[Stored data entries]
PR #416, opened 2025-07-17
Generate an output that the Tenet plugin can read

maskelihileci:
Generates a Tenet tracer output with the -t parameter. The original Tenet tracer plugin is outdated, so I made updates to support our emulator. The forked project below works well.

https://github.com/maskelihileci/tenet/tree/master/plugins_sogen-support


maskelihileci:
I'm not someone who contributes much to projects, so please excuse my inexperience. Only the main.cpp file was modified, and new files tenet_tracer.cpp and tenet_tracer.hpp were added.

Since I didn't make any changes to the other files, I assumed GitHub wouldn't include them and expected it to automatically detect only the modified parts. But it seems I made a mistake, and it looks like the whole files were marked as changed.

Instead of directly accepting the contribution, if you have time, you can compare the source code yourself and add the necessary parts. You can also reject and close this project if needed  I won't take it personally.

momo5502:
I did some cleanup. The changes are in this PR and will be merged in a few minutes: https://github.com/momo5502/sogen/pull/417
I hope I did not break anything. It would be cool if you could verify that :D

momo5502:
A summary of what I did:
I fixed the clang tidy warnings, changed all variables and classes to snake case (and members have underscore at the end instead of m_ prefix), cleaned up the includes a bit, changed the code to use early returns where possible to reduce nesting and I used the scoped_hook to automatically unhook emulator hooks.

...

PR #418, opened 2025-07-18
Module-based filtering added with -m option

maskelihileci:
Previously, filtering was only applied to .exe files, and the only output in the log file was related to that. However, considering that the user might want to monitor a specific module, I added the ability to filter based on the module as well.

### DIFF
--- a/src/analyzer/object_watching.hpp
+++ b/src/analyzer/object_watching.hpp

--

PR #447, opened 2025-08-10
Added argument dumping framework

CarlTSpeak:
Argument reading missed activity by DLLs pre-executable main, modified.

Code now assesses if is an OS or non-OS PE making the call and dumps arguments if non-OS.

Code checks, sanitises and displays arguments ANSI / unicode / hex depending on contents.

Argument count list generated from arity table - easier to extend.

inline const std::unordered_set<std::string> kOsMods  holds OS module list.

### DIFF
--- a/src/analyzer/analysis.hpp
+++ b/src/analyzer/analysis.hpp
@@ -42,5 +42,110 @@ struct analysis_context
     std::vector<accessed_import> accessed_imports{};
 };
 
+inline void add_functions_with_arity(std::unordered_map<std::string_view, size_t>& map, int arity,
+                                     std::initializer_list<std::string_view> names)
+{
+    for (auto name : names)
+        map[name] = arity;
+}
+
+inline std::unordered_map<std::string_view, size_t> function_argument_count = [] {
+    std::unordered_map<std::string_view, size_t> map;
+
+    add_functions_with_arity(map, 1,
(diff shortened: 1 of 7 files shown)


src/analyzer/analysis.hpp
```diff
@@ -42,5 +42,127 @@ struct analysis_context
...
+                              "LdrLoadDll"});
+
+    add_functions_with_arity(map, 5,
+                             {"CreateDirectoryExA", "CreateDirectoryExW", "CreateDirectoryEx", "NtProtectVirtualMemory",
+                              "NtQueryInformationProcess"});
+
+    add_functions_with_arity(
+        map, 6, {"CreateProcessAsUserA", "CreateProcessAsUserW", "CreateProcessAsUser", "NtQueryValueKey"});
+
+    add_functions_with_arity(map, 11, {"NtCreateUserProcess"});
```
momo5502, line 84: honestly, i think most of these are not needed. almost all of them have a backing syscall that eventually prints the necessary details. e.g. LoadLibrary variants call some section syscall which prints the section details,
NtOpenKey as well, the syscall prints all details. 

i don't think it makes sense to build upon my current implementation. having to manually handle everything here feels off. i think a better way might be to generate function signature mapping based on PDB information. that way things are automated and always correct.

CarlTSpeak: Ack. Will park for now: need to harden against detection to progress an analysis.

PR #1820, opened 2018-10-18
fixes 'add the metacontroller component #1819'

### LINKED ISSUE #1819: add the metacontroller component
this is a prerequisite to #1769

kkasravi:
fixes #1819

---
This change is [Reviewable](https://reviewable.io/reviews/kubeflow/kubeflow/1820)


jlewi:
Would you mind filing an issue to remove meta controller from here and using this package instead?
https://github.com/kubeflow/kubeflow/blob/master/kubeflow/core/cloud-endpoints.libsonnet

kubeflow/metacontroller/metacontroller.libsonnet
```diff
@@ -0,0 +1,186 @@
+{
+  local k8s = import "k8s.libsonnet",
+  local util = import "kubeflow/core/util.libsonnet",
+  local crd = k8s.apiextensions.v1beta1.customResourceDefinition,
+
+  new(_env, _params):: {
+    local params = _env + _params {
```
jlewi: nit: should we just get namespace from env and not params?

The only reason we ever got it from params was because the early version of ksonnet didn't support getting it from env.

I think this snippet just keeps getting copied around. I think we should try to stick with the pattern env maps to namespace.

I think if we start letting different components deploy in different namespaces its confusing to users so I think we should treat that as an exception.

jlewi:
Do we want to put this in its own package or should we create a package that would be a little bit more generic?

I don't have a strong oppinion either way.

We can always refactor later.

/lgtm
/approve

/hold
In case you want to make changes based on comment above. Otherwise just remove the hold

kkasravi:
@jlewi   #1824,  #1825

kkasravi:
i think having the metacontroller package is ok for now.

# WHAT TO WORK ON:
Look above for the line containing "PR #416, opened 2025-07-17" and the line containing "I'm not someone". Transcribe both, with the lines between them, exactly.

# FINISHED TASK:
PR #416, opened 2025-07-17
Generate an output that the Tenet plugin can read

maskelihileci:
Generates a Tenet tracer output with the -t parameter. The original Tenet tracer plugin is outdated, so I made updates to support our emulator. The forked project below works well.

https://github.com/maskelihileci/tenet/tree/master/plugins_sogen-support


maskelihileci:
I'm not someone who contributes much to projects, so please excuse my inexperience. Only the main.cpp file was modified, and new files tenet_tracer.cpp and tenet_tracer.hpp were added.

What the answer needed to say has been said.